PR #215, opened 2022-02-17
ignore location fields for compound type structures

### LINKED ISSUE #214: Compound structures are written with inherited but irrelevant location fields
@LisaWeijers wrote in #211:
Error messages in DHydro

A few things that I notice here:
- The compound structure that is included in structure_temp.ini is exported with an empty fields (third message in screenshot). It's about the line I marked in the screenshot below
Compound structure snippet

_Originally posted by @LisaWeijers in https://github.com/Deltares/HYDROLIB-core/issues/211#issuecomment-1029966848_

**Cause:**
Class `Compound` inherits from `Structure`, but none of the location fields are relevant/allowed in a compound.

From the User Manual:
* _compound structure should **not** contain a location specification. This will be retrieved from the individual structures._
* _A compound structure **does** require its own id and name fields, because the output in the history file will also contain total output for the compound’s underlying structures together and this will appear under its own compound id._

**Related question:**
In the above screenshot, left file, why are the num/x/ycoordinate fields written as empty, but the other location fields (branchid + chainage) are *not at all* included?
Answer: this is cause by this code:
```python
    def _exclude_fields(self) -> Set:
        # exclude the unset props like coordinates or branches
        if self.branchid is not None:
            exclude_set = {"numcoordinates", "xcoordinates", "ycoordinates"}
        else:
            exclude_set = {"branchid", "chainage"}
```
For 'normal' structures (non-compound), this is good code.

**Possible solution:**
do not make Compound a subclass of Structure, but then make sure it is still allowed in a `Structure` model file.

arthurvd:
Fixes #214.
* serialization now hides all location fields, thanks to improved _exclude_fields
* I've prepared improved validation upon parsing, but left the code commented out, because the D-HYDRO Suite 1D2D currently still writes branchId+chainage for compounds (but this will have to change)
* also added extra unit test for the compound reading.

### DIFF
--- a/hydrolib/core/io/structure/models.py
+++ b/hydrolib/core/io/structure/models.py
@@ -68,6 +68,10 @@ class Structure(INIBasedModel):
     xcoordinates: Optional[List[float]] = Field(None, alias="xCoordinates")
     ycoordinates: Optional[List[float]] = Field(None, alias="yCoordinates")
 
+    _loc_coord_fields = {"numcoordinates", "xcoordinates", "ycoordinates"}
+    _loc_branch_fields = {"branchid", "chainage"}
+    _loc_all_fields = _loc_coord_fields | _loc_branch_fields
+
     _split_to_list = get_split_string_on_delimiter_validator(
         "xcoordinates", "ycoordinates"
     )
@@ -97,8 +101,18 @@ class Structure(INIBasedModel):
         filtered_values = {k: v for k, v in values.items() if v is not None}
         structype = filtered_values.get("type", "").lower()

============================================================

**Your instructions**
All lines that contain the word "improved" should be copied from the listing.

**The completed task**
* serialization now hides all location fields, thanks to improved _exclude_fields
* I've prepared improved validation upon parsing, but left the code commented out, because the D-HYDRO Suite 1D2D currently still writes branchId+chainage for compounds (but this will have to change)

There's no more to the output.